Collected data entries:

PR #3384, opened 2022-08-31
Remove screen name translations in navigators

### LINKED ISSUE #3383: Remove screen name translations
Many Screen names will be translated, which is not neccessary and makes it impossible to extend deep linking.
Example:
https://github.com/DeFiCh/wallet/blob/2578036cb3c47354eddcc5dd828fe5e4238de217/mobile-app/app/screens/AppNavigator/screens/Portfolio/PortfolioNavigator.tsx#L153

Problem to solve:
Write out the entries in full, exactly as given.

Your response:
PR #3384, opened 2022-08-31
Remove screen name translations in navigators

### LINKED ISSUE #3383: Remove screen name translations
Many Screen names will be translated, which is not neccessary and makes it impossible to extend deep linking.
Example:
https://github.com/DeFiCh/wallet/blob/2578036cb3c47354eddcc5dd828fe5e4238de217/mobile-app/app/screens/AppNavigator/screens/Portfolio/PortfolioNavigator.tsx#L153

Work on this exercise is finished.